TRY IT:
Only the final stretch of the data is wanted: reproduce the line containing "--- a/src/riak_client.erl" and each line after it, exactly.

=== Begin Enclosure ===

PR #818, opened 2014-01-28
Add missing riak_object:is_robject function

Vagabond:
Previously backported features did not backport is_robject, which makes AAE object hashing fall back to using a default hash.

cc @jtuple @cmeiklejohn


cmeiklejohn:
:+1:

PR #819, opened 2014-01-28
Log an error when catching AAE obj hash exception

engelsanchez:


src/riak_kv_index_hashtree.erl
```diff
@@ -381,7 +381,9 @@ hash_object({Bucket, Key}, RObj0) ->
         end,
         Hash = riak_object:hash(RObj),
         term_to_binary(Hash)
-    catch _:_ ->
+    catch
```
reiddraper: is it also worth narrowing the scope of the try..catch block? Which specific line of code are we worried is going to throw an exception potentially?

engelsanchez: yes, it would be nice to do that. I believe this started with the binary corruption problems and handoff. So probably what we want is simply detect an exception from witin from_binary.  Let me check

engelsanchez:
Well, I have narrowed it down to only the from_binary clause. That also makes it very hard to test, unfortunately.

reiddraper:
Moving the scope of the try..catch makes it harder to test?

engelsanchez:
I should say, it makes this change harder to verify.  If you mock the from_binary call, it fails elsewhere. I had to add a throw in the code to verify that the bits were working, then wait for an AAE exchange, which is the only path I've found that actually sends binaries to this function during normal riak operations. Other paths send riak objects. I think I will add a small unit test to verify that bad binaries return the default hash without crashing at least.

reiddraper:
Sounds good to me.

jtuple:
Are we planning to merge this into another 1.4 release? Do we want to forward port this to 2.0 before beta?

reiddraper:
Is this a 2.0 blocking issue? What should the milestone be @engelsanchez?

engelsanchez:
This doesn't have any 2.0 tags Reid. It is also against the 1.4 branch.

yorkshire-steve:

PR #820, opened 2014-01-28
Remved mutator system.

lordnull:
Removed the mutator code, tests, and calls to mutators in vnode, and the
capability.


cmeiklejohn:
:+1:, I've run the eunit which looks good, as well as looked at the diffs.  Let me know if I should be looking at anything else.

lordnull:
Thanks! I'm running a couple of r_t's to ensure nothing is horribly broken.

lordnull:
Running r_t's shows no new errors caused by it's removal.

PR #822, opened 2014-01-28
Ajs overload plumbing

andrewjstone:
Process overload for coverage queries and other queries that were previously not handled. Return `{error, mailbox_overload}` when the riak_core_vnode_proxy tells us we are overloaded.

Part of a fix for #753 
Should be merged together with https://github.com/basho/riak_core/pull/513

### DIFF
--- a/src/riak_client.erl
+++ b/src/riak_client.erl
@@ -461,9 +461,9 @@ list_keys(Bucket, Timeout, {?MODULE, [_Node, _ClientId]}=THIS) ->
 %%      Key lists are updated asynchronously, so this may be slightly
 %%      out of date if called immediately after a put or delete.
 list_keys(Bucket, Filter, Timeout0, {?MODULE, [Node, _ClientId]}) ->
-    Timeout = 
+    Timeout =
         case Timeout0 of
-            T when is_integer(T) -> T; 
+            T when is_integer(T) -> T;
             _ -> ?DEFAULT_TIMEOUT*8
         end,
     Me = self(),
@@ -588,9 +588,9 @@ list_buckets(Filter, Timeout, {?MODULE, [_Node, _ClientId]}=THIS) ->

=== End Enclosure ===

YOUR SOLUTION:
--- a/src/riak_client.erl
+++ b/src/riak_client.erl
@@ -461,9 +461,9 @@ list_keys(Bucket, Timeout, {?MODULE, [_Node, _ClientId]}=THIS) ->
 %%      Key lists are updated asynchronously, so this may be slightly
 %%      out of date if called immediately after a put or delete.
 list_keys(Bucket, Filter, Timeout0, {?MODULE, [Node, _ClientId]}) ->
-    Timeout = 
+    Timeout =
         case Timeout0 of
-            T when is_integer(T) -> T; 
+            T when is_integer(T) -> T;
             _ -> ?DEFAULT_TIMEOUT*8
         end,
     Me = self(),
@@ -588,9 +588,9 @@ list_buckets(Filter, Timeout, {?MODULE, [_Node, _ClientId]}=THIS) ->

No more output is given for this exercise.